Kids love bugs! Plan an insect safari. As portrayed in Hollywood movies, bugs have lives, very interesting lives. Plan an expedition to look for insects in the backyard or garden, at the park, or on a hike in the woods.
Depending on your locale and the season, sometimes may be better than others to find a large variety of insects. During the summer months, early morning and late afternoon into the evening will most likely yield the largest variety of bugs. Examine tree branches, the underside of plant leaves or rocks, dig into the dirt, and find out which insects exist in your backyard. (Insect Safari poster available in my Zazzle shop.)
What you’ll need
Mobile Phone camera
App to identify bugs (for example iNaturalist)
White index card
Magnifying glass (optional or use your phone)
Notebook and pencil
You can use your phone camera and app to record and identify insects on the spot. Handle with care. Try not to pick up any living bugs but rather observe. You don’t want to get pinched by a beetle or stung by a wasp. Likewise, insects are fragile, and you may damage a wing or break a leg if you pick one up.
Take a photo and use your app to help identify the insect. If it’s hard to see you can gently slip a white index card under it before taking its photo. Keep a list of the bugs you identify in your notebook listing the kind of bug, where it was found, the date and time of day, and any other information you may consider significant. It will depend on the age and interest of the child and how in-depth this examination should be.

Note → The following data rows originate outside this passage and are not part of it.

PR #1870, opened 2024-11-19
move create/alter app upgrade calls to sql facade to reclassify errors cause by setup script execution

sfc-gh-mchok:
### Pre-review checklist

### Changes description
- Move sql calls that execute setup scripts (CREATE APPLICATION and ALTER APPLICATION UPGRADE) to the SQL Facade, and reclassify all ProgrammingErrors coming out of these calls as UserInputErrors
- Update tests that use these calls to mock the sql facade


src/snowflake/cli/_plugins/nativeapp/same_account_install_method.py
```diff
@@ -10,23 +11,12 @@
 from snowflake.cli._plugins.stage.manager import StageManager
 
 
+@dataclass
```
sfc-gh-mchok, line 14: Turning this to a dataclass for automatically implemented equality comparison, which is useful for tests which compare mock call args

src/snowflake/cli/_plugins/nativeapp/entities/application.py
```diff
@@ -719,19 +720,28 @@ def create_or_upgrade_app(
                         self.execute_post_deploy_hooks()
                         return
 
-                    except ProgrammingError as err:
-                        if err.errno == CANNOT_DISABLE_MANDATORY_TELEMETRY:
+                    except (UserInputError, ProgrammingError) as err:
```
sfc-gh-mchok, line 723: Not in love with this style of error handling, but unsure what would be a better approach without further refactoring

tests/nativeapp/test_event_sharing.py
```diff
@@ -487,11 +519,22 @@ def test_event_sharing_disabled_no_change_to_current_behavior(
...
 
-    assert mock_execute_query.mock_calls == mock_execute_query_expected
-    mock_console.warning.assert_not_called()
+    assert [
+        *mock_execute_query.mock_calls,
+        *mock_sql_facade_upgrade_application.mock_calls,
+        *mock_sql_facade_create_application.mock_calls,
+    ] == expected
+
+    mock_console.warning.assert_called_once_with(
```
sfc-gh-melnacouzi, line 528: why is application creation a warning? or has it always been the case?

tests/nativeapp/test_event_sharing.py
```diff
@@ -550,13 +597,27 @@ def test_event_sharing_disabled_but_we_add_event_sharing_flag_in_project_definit
...
+    ] == expected
+
+    assert mock_console.warning.mock_calls == [
+        mock.call(
+            "WARNING: Same-account event sharing is not enabled in your account, therefore, application telemetry section will be ignored."
+        ),
+        mock.call(
+            DEFAULT_UPGRADE_SUCCESS_MESSAGE
+            if is_upgrade
+            else DEFAULT_CREATE_SUCCESS_MESSAGE
```
sfc-gh-melnacouzi, line 613: for simplicity, you can have the same message since this is within the same test. We already check the mocks for upgrade/create, so it's hard to mess this up.

tests/nativeapp/test_event_sharing.py
sfc-gh-mchok: I believe it's always been the case if we look [here](https://github.com/snowflakedb/snowflake-cli/pull/1870/files#diff-e9438874d872da0c1e6711d40f24dd6162ad6cb31684b46eb61688a8503237bbL336-R333), but we've always had the mock return None, which I don't think reflects reality, so I updated the tests for that

tests/nativeapp/test_event_sharing.py
sfc-gh-mchok: For sure, updated here: https://github.com/snowflakedb/snowflake-cli/pull/1870/commits/17f761b0ef35025d5e2f07f9f0e6ceb47d3068f6

sfc-gh-pjafari (commented):
stil reading :D

src/snowflake/cli/_plugins/nativeapp/same_account_install_method.py
```diff
@@ -53,8 +44,9 @@ def using_clause(
             return ""
 
         if self.version:
+            version_clause = f"version {to_identifier(self.version)}"
```
sfc-gh-mchok, line 47: Bug where numbers like `2` are passed in directly without being converted to identifier, leading to syntax errors

src/snowflake/cli/_plugins/nativeapp/entities/application.py
```diff
@@ -634,6 +591,75 @@ def get_objects_owned_by_application(self) -> List[ApplicationOwnedObject]:
...
+        install_method: SameAccountInstallMethod,
+        event_sharing: EventSharingHandler,
+        current_app_row: dict,
+        policy: PolicyBase,
+        interactive: bool,
+    ) -> list[tuple[str]] | None:
+        console = self._workspace_ctx.console
+        self._workspace_ctx.console.step(
+            f"Upgrading existing application object {self.name}."
+        )
```
sfc-gh-pjafari, line 606: `console.step` teehee

src/snowflake/cli/_plugins/nativeapp/entities/application.py
```diff
@@ -634,6 +591,75 @@ def get_objects_owned_by_application(self) -> List[ApplicationOwnedObject]:
...
+
+        try:
+            return get_snowflake_facade().upgrade_application(
+                name=self.name,
+                current_app_row=current_app_row,
+                install_method=install_method,
+                stage_fqn=stage_fqn,
+                debug_mode=self._entity_model.debug,
```
sfc-gh-pjafari, line 614: kinda nit: 
create a `@property` getter for `self._entity_model.debug`, same for `self._entity_model.telemetry`

`self._workspace_ctx.console` is used in various places too.

src/snowflake/cli/_plugins/nativeapp/entities/application.py
```diff
@@ -634,6 +591,75 @@ def get_objects_owned_by_application(self) -> List[ApplicationOwnedObject]:
...
+                    )
+                    stage_schema = extract_schema(stage_fqn)
+                    sql_executor.execute_query(
+                        f"grant usage on schema {package.name}.{stage_schema} to role {self.role}"
+                    )
+                    sql_executor.execute_query(
+                        f"grant read on stage {stage_fqn} to role {self.role}"
+                    )
+        except ProgrammingError as err:
+            generic_sql_error_handler(err)
```
sfc-gh-pjafari, line 650: Move this to facade too while we're here :) something like: `grant_create_app` or such. 
Will upgrade our error handling too

src/snowflake/cli/_plugins/nativeapp/entities/application.py
```diff
@@ -643,20 +669,14 @@ def create_or_upgrade_app(
...
+
         with sql_executor.use_role(self.role):
             event_sharing = EventSharingHandler(
-                telemetry_definition=model.telemetry,
+                telemetry_definition=self._entity_model.telemetry,
                 deploy_root=package.deploy_root,
                 install_method=install_method,
-                console=console,
+                console=self._workspace_ctx.console,
             )
```
sfc-gh-pjafari, line 680: So about this use_role block :D
instantiating an EventSharingHandler shouldn't need to be in a use_role block. If it needs to be done with a specific role, pass the role in. 

Looking at implementation of `get_existing_app_info`, it seems that it could be moved as a whole to the facade. Just make sure you pass an optional role in, similar to other methods in the facade. 

For `_upgrade_app` and `_create_app`, you're already doing role handling in them.

It seems that this `use_role` is trivial now upon changes above and can be removed.

src/snowflake/cli/_plugins/nativeapp/same_account_install_method.py
```diff
@@ -8,25 +9,15 @@
...
-        patch: Optional[int] = None,
-        from_release_directive: bool = False,
-    ):
-        self._requires_created_by_cli = requires_created_by_cli
-        self.version = version
-        self.patch = patch
-        self._from_release_directive = from_release_directive
+    version: Optional[str] = None
+    patch: Optional[int] = None
+    _from_release_directive: bool = False
```
sfc-gh-pjafari, line 21: Thank you :D

src/snowflake/cli/_plugins/nativeapp/sf_sql_facade.py
```diff
@@ -42,6 +60,15 @@
...
 
+# Reasons why an `alter application ... upgrade` might fail
+UPGRADE_RESTRICTION_CODES = {
+    CANNOT_UPGRADE_FROM_LOOSE_FILES_TO_VERSION,
+    CANNOT_UPGRADE_FROM_VERSION_TO_LOOSE_FILES,
+    ONLY_SUPPORTED_ON_DEV_MODE_APPLICATIONS,
+    NOT_SUPPORTED_ON_DEV_MODE_APPLICATIONS,
+    APPLICATION_NO_LONGER_AVAILABLE,
+}
+
```
sfc-gh-pjafari, line 71: You can move these to the `sf_facade_exceptions` :)

src/snowflake/cli/_plugins/nativeapp/sf_sql_facade.py
```diff
@@ -503,6 +530,138 @@ def show_release_directives(
...
+                    raise UserInputError(
+                        "Could not disable telemetry event sharing for the application because it contains mandatory events. Please set 'share_mandatory_events' to true in the application telemetry section of the project definition file."
+                    ) from err
+
+                raise UserInputError(
+                    f"Failed to upgrade application {name} with the following error message:\n"
+                    f"{err.msg}"
+                ) from err
+            except Exception as err:
+                handle_unclassified_error(err, f"Failed to upgrade application {name}.")
```
sfc-gh-pjafari, line 603: In create case, it makes sense that you have all the error handling in one block since you send one query with the clause. 
Here however, you can separate your sql calls in try blocks of their own to make the error handling more readable. 
You can also move the telemetry upgrade block into its own private method here, like `_update_telemetry_authorization` if you want

src/snowflake/cli/_plugins/nativeapp/entities/application.py
```diff
@@ -643,173 +657,64 @@ def create_or_upgrade_app(
...
             # 1. Need to use a warehouse to create an application object
             with sql_executor.use_warehouse(self.warehouse):
 
                 # 2. Check for an existing application by the same name
                 show_app_row = self.get_existing_app_info()
 
+                stage_fqn = stage_fqn or package.stage_fqn
+
                 # 3. If existing application is found, perform a few validations and upgrade the application object.
+                create_or_upgrade_result = None
```
sfc-gh-melnacouzi, line 680: if we remove the self._upgrade_app() and _create_app() functions (since they do not do much), would this logic become clearer?

src/snowflake/cli/_plugins/nativeapp/sf_sql_facade.py
```diff
@@ -503,6 +587,148 @@ def show_release_directives(
...
+        debug_mode: bool | None,
+        should_authorize_event_sharing: bool | None,
+    ) -> list[tuple[str]]:
+        """
+        Creates a new application object using an application package,
+        running the setup script of the application package
+        """
+
+        if package_role != role:
+            self._grant_privileges_for_create_application(
```
sfc-gh-melnacouzi, line 681: i don't think this belongs here tbh - I feel this should be called outside of this function, since it's supposed to "create_application" with specific parameters (not grant stuff)

src/snowflake/cli/_plugins/nativeapp/entities/application.py
sfc-gh-pjafari: I think it's ok as it is now - since create and upgrade do different things, e.g. create needs permission grants and upgrade has specific error handling. Either way I don't have strong feelings about it :D

src/snowflake/cli/_plugins/nativeapp/sf_sql_facade.py
sfc-gh-mchok: I extracted the logic without creating a helper, I think it looks alright as it is right now, but might be weird with the error raising duplication, but i made the error messages more specialized. Let me know what you think

cc @sfc-gh-melnacouzi

sfc-gh-melnacouzi (dismissed):

src/snowflake/cli/_plugins/nativeapp/sf_sql_facade.py
sfc-gh-melnacouzi: - separate error handling makes sense if there are no shared errors -might look ugly though if there is shared error handling that we need to repeat.
- separating telemetry authorization is optional given that it is not used somewhere else yet.
I think you can make the call on this @sfc-gh-mchok based on which one is more readable.

src/snowflake/cli/_plugins/nativeapp/entities/application.py
```diff
@@ -208,35 +193,6 @@ def should_authorize_event_sharing_during_create(
...
-            return None
-
-        current_app_authorization = (
-            upgraded_app_properties.get(AUTHORIZE_TELEMETRY_COL, "false").lower()
-            == "true"
-        )
-
-        # Skip the update if the current value is the same as the one we want to set
-        if current_app_authorization == self._share_mandatory_events:
-            return None
```
sfc-gh-mchok, line 236: this part moved to sql facade upgrade_application at suggestion

src/snowflake/cli/_plugins/nativeapp/sf_sql_facade.py
```diff
@@ -136,6 +155,31 @@ def _use_schema_optional(self, schema_name: str | None):
...
+        @param object_type: Type of snowflake object to grant to a role
+        @param object_identifier: Valid identifier of the snowflake object to grant to a role
+        @param role_to_grant: Name of the role to grant privileges to
+        @param [Optional] role_to_use: Name of the role to use to grant privileges
+        """
+        comma_separated_privileges = ", ".join(privileges)
+        object_type_and_name = f"{object_type.value.sf_name} {object_identifier}"
+
+        with self._use_role_optional(role_to_use):
+            self._sql_executor.execute_query(
```
sfc-gh-mchok, line 179: No error handling on this to defer to the caller to categorize the errors (e.g. whether or not we can safely say it's user vs. our errors), let me know any thoughts

sfc-gh-melnacouzi: what if we just plug in the generic_error_handling function here?

sfc-gh-melnacouzi (approved):

src/snowflake/cli/_plugins/nativeapp/entities/application.py
```diff
@@ -765,50 +765,53 @@ def drop_application_before_upgrade(
         interactive: bool,
         cascade: bool = False,
     ):
-        if cascade:
-            try:
-                if application_objects := self.get_objects_owned_by_application():
-                    application_objects_str = _application_objects_to_str(
-                        application_objects
+        sql_executor = get_sql_executor()
+        with sql_executor.use_role(self.role):
```
sfc-gh-mchok, line 769: Just adding this line at the top and indenting the rest of the function. I believe this doesn't need a warehouse from my tests so I did not add it, but please let me know if I am mistaken

src/snowflake/cli/api/constants.py
```diff
@@ -62,14 +62,22 @@ class ObjectType(Enum):
...
         return self.value.cli_name
 
 
 OBJECT_TO_NAMES = {o.value.cli_name: o.value for o in ObjectType}
-SUPPORTED_OBJECTS = sorted(OBJECT_TO_NAMES.keys())
+UNSUPPORTED_OBJECTS = {
+    ObjectType.APPLICATION.value.cli_name,
+    ObjectType.APPLICATION_PACKAGE.value.cli_name,
+}
+SUPPORTED_OBJECTS = sorted(OBJECT_TO_NAMES.keys() - UNSUPPORTED_OBJECTS)
```
sfc-gh-mchok, line 80: I wanted to add application and application package as constants to support the new sql facade operations with a cleaner API but I did not want to have them be supported in commands like object list/drop/etc., unsure if there's a better way of handling this

src/snowflake/cli/_plugins/nativeapp/entities/application.py
```diff
@@ -838,64 +759,61 @@ def get_existing_app_info(self) -> Optional[dict]:
         Check for an existing application object by the same name as in project definition, in account.
         It executes a 'show applications like' query and returns the result as single row, if one exists.
         """
-        sql_executor = get_sql_executor()
-        with sql_executor.use_role(self.role):
-            return sql_executor.show_specific_object(
-                "applications", self.name, name_col=NAME_COL
-            )
+        return get_snowflake_facade().get_existing_app_info(self.name, self.role)
```
sfc-gh-melnacouzi, line 762: i am confused, why do we use facade version sometimes, and sometimes use the application one (self.get_existing_app_info)?

src/snowflake/cli/_plugins/nativeapp/sf_sql_facade.py
```diff
@@ -503,6 +553,198 @@ def show_release_directives(
                 )
             return cursor.fetchall()
 
+    def get_existing_app_info(self, name: str, role: str) -> dict | None:
```
sfc-gh-melnacouzi, line 556: why is this different than show_specific_object?

src/snowflake/cli/_plugins/nativeapp/entities/application.py
sfc-gh-mchok: My mistake, I forgot to refactor the other places where we call that method, I just replaced them all now

src/snowflake/cli/_plugins/nativeapp/sf_sql_facade.py
sfc-gh-mchok: The goal was to also move `show_specific_object` calls to the facade eventually, this is one of those instances, see https://github.com/snowflakedb/snowflake-cli/pull/1870#discussion_r1858668505 for initial context

sfc-gh-melnacouzi (dismissed):

sfc-gh-melnacouzi (approved):

src/snowflake/cli/_plugins/nativeapp/sf_sql_facade.py
```diff
@@ -503,6 +553,198 @@ def show_release_directives(
...
+                object_type_plural = ObjectType.APPLICATION.value.sf_plural_name
+                show_obj_query = f"show {object_type_plural} like {identifier_to_show_like_pattern(name)}".strip()
+
+                show_obj_cursor = self._sql_executor.execute_query(
+                    show_obj_query, cursor_class=DictCursor
+                )
+
+                show_obj_row = find_first_row(
+                    show_obj_cursor,
+                    lambda row: row[NAME_COL] == unquote_identifier(name),
```
sfc-gh-pjafari, line 572: I think you'll have a more robust comparison if you use `_same_identifier` method for equality check here.

sfc-gh-melnacouzi (approved):

sfc-gh-jsikorski (approved):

Extend the adventure to the inside. Small children love to draw. Let them use crayons, colored pencils, or markers to draw the various bugs in their notebooks. Ask them to draw what the bug eats. Have them play a game of imagining what they might see if they were bug size.
Older children will want to examine the habitat and learn about the eating habits, life cycle, and expectancy of the various insects. Have a conversation about which bugs are beneficial or harmful and why. Stake out a one-foot square of your backyard or garden area and have them record the life that exists within that square foot over a period of time whether it be for the day or for the year. Are the same insects in that square in the evening as in the morning? Are there more or less at different times of the day? Do they live on plants, under a rock, or in the ground? Who or what is their enemy? Have them imagine a day in their little corner of the world and write a short story about insect life. It can be serious and analytical talking about how these insects interact to survive. Or let their imagination run wild with a flight of fanciful flies.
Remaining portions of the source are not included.